Ext$_R^n(Q,A)=0=$Tor$_n^R(Q,A)$ where $Q$ is the field of fractions of a domain $R$

Question

I am currently working through a problem in Rotman:

Let $R$ be a domain and let $Q=$Frac$(R)$. If $r\in R$ is nonzero and $A$ is an $R$-module for which $rA=0$, prove that for all $n\geq 0$, $\mathrm{Ext}_R^n(Q,A)=0=\mathrm{Tor}_n^R(Q,A)$.

I think I have the Tor part:

Since $Q$ is flat, Tor$_n^R(Q,A)=0$ for all $n\geq 1$. And Tor$_0^R(Q,A)=Q\otimes_R A=0$ because: for each $\frac{t}{s}\otimes a\in Q\otimes A$, $\frac{t}{s}\otimes a=\frac{tr}{sr}\otimes a=\frac{t}{sr}\otimes ra =0$.

However, I am having trouble with the Ext part. To do it directly I either need a projective resolution for $Q$ or an injective resolution for $A$, but I am not sure how I would resolve either of these.

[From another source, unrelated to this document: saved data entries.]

PR #56, opened 2020-12-18
return error from ParseIP("127.6.0.0%0")

josharian:
Found by fuzzing netaddr.ParseIP against wgcfg.ParseIP.


josharian:
This now contains a failing test. I think it'll be easier to fix the failing test after @bradfitz fixes #53.

danderson:
Looks like this got merged as part of something else, closing.

PR #57, opened 2020-12-18
Change representation to 20 bytes (32-bit) or 24 bytes (64-bit)

### LINKED ISSUE #53: Change representation of IP?

bradfitz:
The new representation is basically:

```go
   type IP struct {
      addr [16]byte
      zone *zone // always the same pointer for a given zone string
   }
```

See '"The zone pointer" alternative' comment from
https://github.com/inetaf/netaddr/issues/53#issuecomment-747849869

Fixes #53

### DIFF
--- a/netaddr.go
+++ b/netaddr.go
@@ -21,6 +21,8 @@ import (
 	"strconv"
 	"strings"
 	"sync"
+
+	"go4.org/intern"
 )
 
 // Simple constants copied to avoid importing math.
@@ -29,50 +31,43 @@ const (
 	maxUint16 = 1<<16 - 1
 )
 
+// o4 is the offset to the beginning of the IPv4 address within IP.a.
+const o4 = len(mapped4Prefix)
+
 // Sizes: (64-bit)
 //   net.IP:     24 byte slice header + {4, 16} = 28 to 40 bytes
 //   net.IPAddr: 40 byte slice header + {4, 16} = 44 to 56 bytes + zone length
-//   netaddr.IP: 16 byte interface + {4, 16, 24} = 20, 32, 40 bytes + zone length
+//   netaddr.IP: 24 bytes (zone is per-name singleton, shared across all users)
 
 // IP represents an IPv4 or IPv6 address (with or without a scoped
 // addressing zone), similar to Go's net.IP or net.IPAddr.
 //
 // Unlike net.IP or net.IPAddr, the netaddr.IP is a comparable value
 // type (it supports == and can be a map key) and is immutable.
-// Its memory representation ranges from 20 to 40 bytes, depending on
-// whether the underlying adddress is IPv4, IPv6, or IPv6 with a
-// zone. (This is smaller than the standard library's 28 to 56 bytes)
+// Its memory representation is 24 bytes in 64-bit machines (the same
+// size as a Go slice header) for both IPv4 and IPv6 address.
 type IP struct {
-	ipImpl
+	a [16]byte // IPv6 or IPv4-mapped IPv6 form of IPv4 addr
+
+	// z is a combination of the address family and the IPv6 zone.
+	//
+	// nil means invalid IP address (for the IP zero value).
+	// z4 means an IPv4 address.
+	// z6noz means an IPv6 address without a zone.
+	//
+	// Otherwise it's the interned zone name string.
+	z *intern.Value
 }
 
-// ipImpl is the interface representing either a v4addr, v6addr, v6ZoneAddr.
-type ipImpl interface {
-	is4() bool
-	is6() bool
-	is4in6() bool
-	as16() ip16
-	// prefix is the type-specific implementation of IP.Prefix.
-	prefix(uint8) (IPPrefix, error)
-	String() string
-}
+// z0, z4, and z6noz are sentinel IP.z values.
+// See the IP type's field docs.
+var (
+	z0    = (*intern.Value)(nil)
+	z4    = new(intern.Value)
+	z6noz = new(intern.Value)
+)
 
-type v4Addr [4]byte
-
-func (v4Addr) is4() bool    { return true }
-func (v4Addr) is6() bool    { return false }
-func (v4Addr) is4in6() bool { return false }
-func (ip v4Addr) as16() ip16 {
-	return ip16{
-		10: 0xff,
-		11: 0xff,
-		12: ip[0],
-		13: ip[1],
-		14: ip[2],
-		15: ip[3],
-	}
-}
-func (ip v4Addr) prefix(bits uint8) (IPPrefix, error) {
+func v4Prefix(ip [4]byte, bits uint8) (IPPrefix, error) {
 	if bits > 32 {
 		return IPPrefix{}, fmt.Errorf("netaddr: prefix length %d too large for IP address family", bits)
 	}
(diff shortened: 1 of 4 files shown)


bradfitz:
This should be done now. I'll add a few alloc tests still.

cc @josharian

netaddr.go
```diff
@@ -412,96 +332,118 @@ func (ip IP) Is6() bool {
...
+	zmu.Lock()
+	defer zmu.Unlock()
+
+	addr, ok := uniqZone[zoneName]
+	var z *zone
+	if ok {
+		z = (*zone)((unsafe.Pointer)(addr))
+	} else {
+		z = &zone{name: zoneName}
+		uniqZone[zoneName] = uintptr(unsafe.Pointer(z))
```
crawshaw, line 368: As this is outside the Go specification, I think:

1. It deserves commentary explaining that fact somewhere.
2. It would be good to add a check that could catch a potentially novel runtime and panic. A cheap one would be to put the zone uintptr in the *zone as an object header:

```
type zone struct {
    self uintptr
    ...
}
```

Then when using a zone, first check that `uintptr(unsafe.Pointer(z))==z.self` and panic if it doesn't.

josharian:
I'm very curious about doing this w/o unsafe. In any case, add a test like:

```
func TestWeakRefs(t *testing.T) {
	mustIP("fe80::1%eth0")
	runtime.GC()
	zmu.Lock()
	defer zmu.Unlock()
	if len(uniqZone) != 0 {
		t.Errorf("zone not cleaned up")
	}
}
```

netaddr.go
```diff
@@ -412,96 +323,82 @@ func (ip IP) Is6() bool {
...
+		ip.z = z4
 	}
-	a := ip.ipImpl.as16()
-	return IP{v4Addr{a[12], a[13], a[14], a[15]}}
+	return ip
 }
 
 // WithZone returns an IP that's the same as ip but with the provided
-// zone. If zone is empty, the zone is removed. If ip is an IPv4
+// zone. If zoneName is empty, the zone is removed. If ip is an IPv4
```
josharian, line 333: Now that there's no `zone` type, this can go back to being `zone` instead of `zoneName`.

netaddr.go
```diff
@@ -412,96 +323,82 @@ func (ip IP) Is6() bool {
...
+func (ip IP) WithZone(zoneName string) IP {
+	if !ip.Is6() {
 		return ip
 	}
-	switch ip := ip.ipImpl.(type) {
-	case v6Addr:
-		return IP{v6AddrZone{ip, zone}}
-	case v6AddrZone:
-		return IP{v6AddrZone{ip.v6Addr, zone}}
+	if zoneName == "" {
```
josharian, line 339: We could do `z6noz = intern.Get("")` as the initializer, at which point we could remove this check.

netaddr.go
```diff
@@ -412,96 +323,82 @@ func (ip IP) Is6() bool {
...
-		return ip.v6Addr[0] == 0xfe && ip.v6Addr[1] == 0x80
-	default:
-		panic("netaddr: unhandled ipImpl representation")
+	if ip.Is4() {
+		return ip.a[o4+0] == 169 && ip.a[o4+1] == 254
 	}
+	if ip.Is6() {
+		return ip.a[0] == 0xfe && ip.a[1] == 0x80
+	}
+	return false
```
josharian, line 356: Add a comment, please, like:

```go
return false // zero value
```

netaddr.go
```diff
@@ -412,96 +323,82 @@ func (ip IP) Is6() bool {
...
-		return string(ip.v6Addr[:len(v6Loopback)]) == v6Loopback
-	default:
-		panic("netaddr: unhandled ipImpl representation")
+	if ip.Is4() {
+		return ip.a[o4+0] == 127
 	}
+	if ip.Is6() {
+		return string(ip.a[:]) == v6Loopback
+	}
+	return false
```
josharian, line 368: Ditto here (add `// zero value`).

netaddr.go
```diff
@@ -96,13 +90,7 @@ const (
 	v6Loopback = "\x00\x00\x00\x00\x00\x00\x00\x00\x00\x00\x00\x00\x00\x00\x00\x01"
```
josharian, line 90: This could now be `v6Loopback = [16]byte{15: 1}`, I think.

(Can't do mapped4Prefix, until golang.org/issue/395 gets fixed, sadly.)

netaddr.go
```diff
@@ -412,96 +323,82 @@ func (ip IP) Is6() bool {
...
-		return string(ip[:len(v6Loopback)]) == v6Loopback
-	case v6AddrZone:
-		return string(ip.v6Addr[:len(v6Loopback)]) == v6Loopback
-	default:
-		panic("netaddr: unhandled ipImpl representation")
+	if ip.Is4() {
+		return ip.a[o4+0] == 127
 	}
+	if ip.Is6() {
+		return string(ip.a[:]) == v6Loopback
```
josharian, line 366: If you change this to `[16]byte`, you can drop the string conversion and use == directly.

netaddr.go
```diff
@@ -29,50 +31,43 @@ const (
 	maxUint16 = 1<<16 - 1
 )
 
+// o4 is the offset to the beginning of the IPv4 address within IP.a.
+const o4 = 12
```
josharian, line 35: Consider `const o4 = len(mapped4Prefix)`. Then you can also `s/len(mapped4Prefix)/o4/` throughout.

netaddr.go
```diff
@@ -224,17 +169,12 @@ func ParseIP(s string) (IP, error) {
...
 		}
 	}
-	var v6 v6Addr
-	copy(v6[:], ipa.IP.To16())
-	if ipa.Zone != "" {
-		return IP{v6AddrZone{v6, ipa.Zone}}, nil
-	}
-	return IP{v6}, nil
+	var a16 [16]byte
+	copy(a16[:], ipa.IP.To16())
```
josharian, line 176: It makes me sad what terrible code the compiler generates for this. Not important enough to be worth changing here (the fix is to do two binary.NativeEndian.[Put]Uint64 calls), just...sad.

netaddr.go
```diff
@@ -293,51 +229,38 @@ func (ip IP) IsZero() bool { return ip == IP{} }
...
 
 // Zone returns ip's IPv6 scoped addressing zone, if any.
 func (ip IP) Zone() string {
-	if v6z, ok := ip.ipImpl.(v6AddrZone); ok {
-		return v6z.zone
+	if ip.z == nil {
+		return ""
 	}
-	return ""
+	zoneName, _ := ip.z.Get().(string)
```
josharian, line 246: We shouldn't make `intern.Value.Get` return nil when it has a nil receiver, right?

netaddr.go
```diff
@@ -545,17 +434,24 @@ func (ip IP) As4() [4]byte {
 // Note that unlike the Go standard library's IP.String method,
 // IP4-mapped IPv6 addresses do not format as dotted decimals.
 func (ip IP) String() string {
```
josharian, line 436: I assume we'll come back and optimize this method more later.

josharian (approved):

netaddr.go
```diff
@@ -115,72 +103,29 @@ func (ip v6Addr) prefix(bits uint8) (IPPrefix, error) {
...
 
 // IPv6Unspecified returns the IPv6 unspecified address ::.
-func IPv6Unspecified() IP { return ipv6Unspecified }
+func IPv6Unspecified() IP { return IPv6Raw([16]byte{}) }
 
 // IPv4 returns the IP of the IPv4 address a.b.c.d.
 func IPv4(a, b, c, d uint8) IP {
-	return IP{v4Addr{a, b, c, d}}
+	return IP{
+		a: [16]byte{10: 0xff, 11: 0xff, 12: a, 13: b, 14: c, 15: d},
```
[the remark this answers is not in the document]
bradfitz: I wavered on that too. It looks ugly all on one line (gofmt adds spaces around the `+` operators), but it looks fine on a line per field. Done.

netaddr.go
bradfitz: Done.

netaddr.go
bradfitz: done

netaddr.go
bradfitz: Done.

netaddr.go
bradfitz: Done.

netaddr.go
bradfitz: I think I'd rather catch mistakes and explode if you use a nil.

netaddr.go
bradfitz: yeah, those are the commented out alloc TODOs in the test

netaddr.go
bradfitz: File a Go bug?

netaddr.go
bradfitz: Done.

mdlayher:
Really nice work. I will update my code that uses this package.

Or I considered using a long exact sequence for the short exact sequence $0\rightarrow R\rightarrow Q\rightarrow Q/R\rightarrow 0$, but that didn't seem to get me anywhere either.

I have been stuck on this problem for far too long so any help or hints are greatly appreciated.

Answer 1

Hint: choose a projective resolution of $Q$, and consider the map $Q\to Q$ given by $q\mapsto rq$. It's an $R$-module homomorphism, so it extends to the projective resolution. It gives a map $\mathrm{Ext}^i_R(Q,A)\to\mathrm{Ext}^i_R(Q,A)$, which is also multiplication by $r$. What can you say about this map? Now, $q\mapsto \tfrac{1}{r}q$ is also an $R$-module homomorphism $Q\to Q$, so it must also extend in some way to a chain map of the projective resolution. What happens when you compose this with the chain map obtained from $q\mapsto rq$?. What does this tell you about the multiplication by $r$ map on $\mathrm{Ext}^i_R(Q,A)\to\mathrm{Ext}^i_R(Q,A)$?